Another Karachi story about Ramadam - but you have to read this article from the BBC first.
I was warned that eating during the day outside of the hotel might be difficult - but not that dangerous!
Seriously, I had more respect for their traditions than to eat or drink in public, but it was amazing how everyone was fasting at the same time. 95% of the population all following the same rituals together was impressive and rather alien to this westerner. The not drinking anything part must be the hardest and in sympathy I left the cold water bottle they put out for me untouched during my presentations.

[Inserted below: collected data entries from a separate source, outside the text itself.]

PR #2789, opened 2024-07-24
Allow min sample size to be 0 in results table

lukesonnet:
If metric min sample size was 0 and metric default min sample size was greater than 0, we weren't letting that 0 fall through.

Before
Screenshot 2024-07-24 at 10 35 52 AM

After
Screenshot 2024-07-24 at 10 36 09 AM


gazzdingo (approved):
LGTM

bryce-fitzsimons (approved):

PR #2794, opened 2024-07-24
Allow updating `windowSettings` on `PUT /metric/:id`

itsgrimetime:
### Features and Changes
Fixes: #2795

It looks like PUT metric was changed (or maybe it never allowed it, I didn't dig deep enough to find out for sure) and the `windowSettings` weren't being copied over from the payload to the updated metric.

### Testing
Tested locally and on our internal deployment

### DIFF
--- a/packages/back-end/src/services/experiments.ts
+++ b/packages/back-end/src/services/experiments.ts
@@ -1663,6 +1663,20 @@ export function putMetricApiPayloadToMetricInterface(
         metric.windowSettings.windowValue =
           behavior.conversionWindowEnd - behavior.conversionWindowStart;
       }
+    } else {
+      metric.windowSettings = {
+        type:
+          behavior.windowSettings?.type == "none"
+            ? ""
+            : behavior.windowSettings?.type ?? DEFAULT_METRIC_WINDOW,
+        delayHours:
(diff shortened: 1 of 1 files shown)


packages/back-end/src/services/experiments.ts
```diff
@@ -1663,6 +1663,20 @@ export function putMetricApiPayloadToMetricInterface(
         metric.windowSettings.windowValue =
           behavior.conversionWindowEnd - behavior.conversionWindowStart;
       }
+    } else {
```
lukesonnet, line 1666: Because this is designed to work with only partial behavior updates, I think this check should happen first (e.g. `if (typeof behavior.windowSettings !== "undefined")` then do this code, then `else if (typeof behavior.conversionWindowStart !== "undefined")`.

Otherwise right now if you don't specify `windowSettings` but make other behavior updates, you'll just overwrite the window with the defaults.

Switching the order also helps us prefer the non-deprecated field.

lukesonnet (changes requested):
Thanks for this fix; one minor change needed in the order of the conditional logic execution.

lukesonnet (approved):
ty, looks good. tested it a bit as well.

PR #2798, opened 2024-07-25
Add padding to the very last element right under `main`

romain-growthbook:
This is a follow-up from https://github.com/growthbook/growthbook/pull/2790 which was too rough.

This time, we tap directly into the app's main Layout: https://github.com/growthbook/growthbook/blob/main/packages/front-end/pages/_app.tsx#L108

Assuming that `<main>...</main>` always contains the main content of the app, we ask CSS to add some padding to the very last immediate child, which should be reasonable and achieve what we intend to here, which is to give some scrolling leeway when needer to scroll past the help button.

This has also been confirmed to not add scrolling when the page does not reach the bottom of the screen.

### DIFF
--- a/packages/front-end/styles/global.scss
+++ b/packages/front-end/styles/global.scss
@@ -14,6 +14,10 @@ body,
 #__next,
 main {
   height: 100%;
+
+  > *:last-child {
+    padding-bottom: 70px !important;
+  }
 }
 
 body {


lukesonnet (approved):
Clicked around and this looks good, but now it introduces another visual oddity on experiments page. 

At the bottom of the Features page, our comments is a card, so the extra grey space looks fine:
Screenshot 2024-09-17 at 3 25 24 PM

However, at the bottom of experiments, the white block just ends and turns into the grey background. Can we either add the hline or whatever that we have at the top of the comments block on the experiments page, or turn it into the card that we have on the feature page? I prefer the former since it's probably similar.

Screenshot 2024-09-17 at 3 25 33 PM

You can see the missing border in dark mode more clearly:

Screenshot 2024-09-17 at 3 27 56 PM

PR #2802, opened 2024-07-26
fix data offset for dategraph

bryce-fitzsimons:
### Features and Changes

We were unintentionally mutating the underlying data, twice (one per each stacked graph), leading to some minor discrepancies.


jdorn (approved):

lukesonnet (approved):
fixes the bug on my local tysm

However I must disagree with one comment in that BBC article - that the obsession with food was not reflected on TV. For on the widescreen 42 TV in my hotel there was channel after channel of cooking with recipes for Iftar and in between programs advert after advert for food and drink.
I pointed this out to one of my clients who just smiled and said that they know all you can think of is food and play on that.
There was one other thing on everyone's mind apart from food. On the TV in the evening on most channels was overlaid two windows of text and numbers: the first counted down the minutes and seconds to the ending of the fast. The second had equally important numbers - the crickets scores!
Oh, and I also was woken at 3.30 am but not by an over enthusiastic hotel wake-up call: instead by the sounds from the many minarets echoing across central Karachi. I felt lucky to be allowed to roll over and go to sleep, and wondered how many out there wished they could do the same.